# New Parker bow....Blackhawk



## tiner64 (Oct 10, 2004)

way to go Parker... 08' looks awesome (improved) :darkbeer:


hey Toby any more info : specs & camo now being offered ???


----------



## tiner64 (Oct 10, 2004)

found the BlackHawk specs : 

32 A/A
7 3/8 BH
3.85 bow wt.
325 fps.
$649 msrp.

08' camo offered ??? Parkers site not updated yet...


----------



## Po_Boy (Jun 3, 2006)

Looks great and seems to be a much needed improvement, but is it just me or does that top limb look like it is bending alot more than the bottom?


----------



## RyanH (Sep 27, 2004)

I shot one the other day! Parker rep was in a local pro shop! Nice bow. Very quick for a solo cam! With a Correct arrow it shot around 330. BUt then we would in one of the speed pro high country arrows the dang thing shot 393 fps. IM NOT EVEN KIDDING saw it with my own eyes. It does have a harsh draw cycle!

They also have a nice new target bow. I shot it. That thing held like a freaking rock! I was very very suprised.


----------



## Jose Boudreaux (Oct 18, 2003)

RyanH said:


> I shot one the other day! Parker rep was in a local pro shop! Nice bow. Very quick for a solo cam! With a Correct arrow it shot around 330. BUt then we would in one of the speed pro high country arrows the dang thing shot 393 fps. IM NOT EVEN KIDDING saw it with my own eyes. It does have a harsh draw cycle!
> 
> They also have a nice new target bow. I shot it. That thing held like a freaking rock! I was very very suprised.

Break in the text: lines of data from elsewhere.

PR #497, opened 2023-04-03
imapmemserver: send FLAGS updates

emersion:
- [ ] During `STORE`, send new mailbox flags before `FETCH` responses


emersion:
Maybe we could introduce `StoreWriter`, which is `FetchWriter` with an additional function to send new FLAGS. `StoreWriter` is responsible for sending the FLAGS update at the right time (before FETCH).

PR #499, opened 2023-04-04
ci: run imaptest

### LINKED ISSUE #243: Run ImapTest

emersion:
Closes: https://github.com/emersion/go-imap/issues/243

### DIFF
--- a/.build.yml
+++ b/.build.yml
@@ -1,6 +1,10 @@
 image: alpine/latest
 packages:
   - go
+  # for imaptest
+  - curl
+  - gcc
+  - netcat-openbsd
 sources:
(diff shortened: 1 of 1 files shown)


emersion:
Alternatively we should be able to grab an imaptest binary from https://github.com/dovecot/imaptest/releases/tag/latest

foxcpp:
FWIW for maddy-storage, I wrote several helper functions that run imaptest scripted tests in subtests. Makes it convenient to just `go test` the backend without any extra steps.

https://github.com/foxcpp/maddy-storage/blob/dev/tests/imap2/imaptest_test.go

PR #505, opened 2023-04-07
Make SearchCriteria.Not a pointer

emersion:


seqset.go
```diff
@@ -317,3 +317,26 @@ func (s SeqSet) search(q uint32) (i int, ok bool) {
 	}
 	return min, s[min].Contains(q)
 }
+
+func intersectSeqSet(a, b SeqSet) SeqSet {
+	// TODO: optimize
+	var out SeqSet
+	for _, seq := range a {
+		for _, other := range b {
+			// TODO: handle '*'
```
emersion: This is actually tricky to handle. For instance:

```
42 EXISTS
SEARCH 1:* 1:2
-> 1:2
SEARCH 1:* 1:60
-> 1:*
SEARCH * 20
-> nil
SEARCH * 42
-> *
```

I think we need to either accumulate multiple seqsets per criteria, either track the number of messages in the selected mailbox in the server connection logic.

emersion: Removed the need for this in #523

search.go
```diff
@@ -65,7 +65,11 @@ func (criteria *SearchCriteria) And(other *SearchCriteria) {
 		criteria.Smaller = other.Smaller
 	}
 
-	criteria.Not = append(criteria.Not, other.Not...)
+	if criteria.Not != nil && other.Not != nil {
+		criteria.Not.And(other.Not)
```
emersion, line 69: This is incorrect. Should be `Or`.

emersion:
Doesn't seem like this is worth the effort.

PR #508, opened 2023-04-08
feat: support noop command write resp

chyroc:
```
tag1 noop
* 459 EXISTS
* 419 RECENT
tag1 OK NOOP completed
tag2 noop
* 460 EXISTS
* 224 RECENT
tag2 OK NOOP completed
```


emersion:
I'd recommend using v2 if you're looking for a non-broken unilateral update mechanism.

PR #576, opened 2025-09-26
Feature: add checker to check duplicate function with no_mangling attribute

### LINKED ISSUE #572: Check for duplicates with @no_mangling
Create a semantic pass that checks whether we only have one toto function if it has a @no_mangling attribute.
Also add the @no_mangling attribute to the main function.

LindonAliu:
Closes #572

### DIFF
--- a/test/functional/Sema/multiple_functions_error.glu
+++ b/test/functional/Sema/multiple_functions_error.glu
@@ -7,9 +7,10 @@ func toto() {
     return;
 }
 
+// CHECK-NOT: error:
 func toto(a: Int, argv: **Char) -> Int {
     return a;
 }
 
-//CHECK: 15:1: error: duplicate function declaration: toto
+//CHECK: 16:1: error: duplicate function declaration: toto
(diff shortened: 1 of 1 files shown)


lib/Sema/SemanticPass/DuplicateFunctionNoManglingChecker.hpp
```diff
@@ -0,0 +1,63 @@
...
+    {
+        auto *attrs = node->getAttributes();
+
+        if (!attrs)
+            return false;
+        return llvm::any_of(attrs->getAttributes(), [](auto const *attr) {
+            return attr->getAttributeKind()
+                == ast::AttributeKind::NoManglingKind;
+        });
+    }
```
Snowy1803, line 58: it's just `node->getAttributes()->hasAttribute(ast::AttributeKind::NoManglingKind)` you don't need a function for that...

Snowy1803 (approved):

PR #579, opened 2025-09-26
Feature/ add ConstraintPrinter for printing constraints and enhance cons…

jeremyelalouf:
…trainAST with dump option


lib/Sema/ConstraintPrinter.cpp
```diff
@@ -0,0 +1,381 @@
...
+
+    case ConstraintKind::ExpressibleByFloatLiteral:
+        result = formatType(constraint->getSingleType())
+            + " : ExpressibleByFloatLiteral";
+        break;
+
+    case ConstraintKind::ExpressibleByBoolLiteral:
+        result = formatType(constraint->getSingleType())
+            + " : ExpressibleByBoolLiteral";
+        break;
```
Snowy1803, line 209: not really a need to put the name of the constraint twice?

lib/Sema/ConstraintPrinter.cpp
```diff
@@ -0,0 +1,381 @@
...
+        result += "]";
+    }
+
+    // Add source location info
+    if (constraint->getLocator()) {
+        result += " @<AST:0x";
+        result += llvm::Twine::utohexstr(
+                      reinterpret_cast<uintptr_t>(constraint->getLocator())
+        )
+                      .str();
```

disclaimer on the above....Ryan is a studd and for all we know that was an 85lb bow with a 300 grain arrow :tongue:

sweet looking bow......


----------



## RyanH (Sep 27, 2004)

Jose Boudreaux said:


> disclaimer on the above....Ryan is a studd and for all we know that was an 85lb bow with a 300 grain arrow :tongue:
> 
> sweet looking bow......


No the bow was set at 69 pounds! No joke man! Its a shooter for sure but liek I said very harsh draw cycle!


----------



## plottman (Nov 15, 2003)

I saw a pic of the new target bow...it is in camo as well. called the shooting star, if i remember correctly......roughly 37 inch axle to axle, 8.5 inch brace, 310 ibo


----------



## ArcherWolf (Oct 6, 2004)

I think Parker, Martin, and Bear have the right idea. They are building some really awesome bows and not jacking the prices to rediculous heights like Mathews, Hoyt, Bowtech, & PSE. These four are indeed building great stuff but I think they are quickly pricing themselves out of a large market. Not only that but their margins are starting to leave alot to be desired as well. A shop can make a decent margin with Bear and Martin.


----------



## Skitterz (Sep 8, 2005)

Anyone interested in seeing the new bow's can go to there website and click on request a catalog and then the 2008 catalog . http://www.parkerbows.com/pb/2007/reqcat.html


----------



## Pabowhunter29 (Feb 26, 2007)

thank you


Skitterz said:


> Anyone interested in seeing the new bow's can go to there website and click on request a catalog and then the 2008 catalog . http://www.parkerbows.com/pb/2007/reqcat.html


----------



## Ghost 133 (Mar 18, 2005)

I shot the Parkers at the ATA show as well as everything else there. I got to say I thought the new Raptor Parker come out with was my choice between the two. Yes the Blackhawk was an extremely nice bow. A BIG upgrade for Parker. But for a hunting bow the Raptor REALLY impressed me. Extremely smooth and didnt buzz the hand and like I said I shot it all. And BTW I do not own a Parker but it sure made me think. In the last two or three years Parker has made some good strides.


----------



## tiner64 (Oct 10, 2004)

has anyone seen the camo on the new BlackHawk & Raptor ??? I believe Parkers site notes they now offer them in the new "G-1" camo...

cannot wait to fire one


----------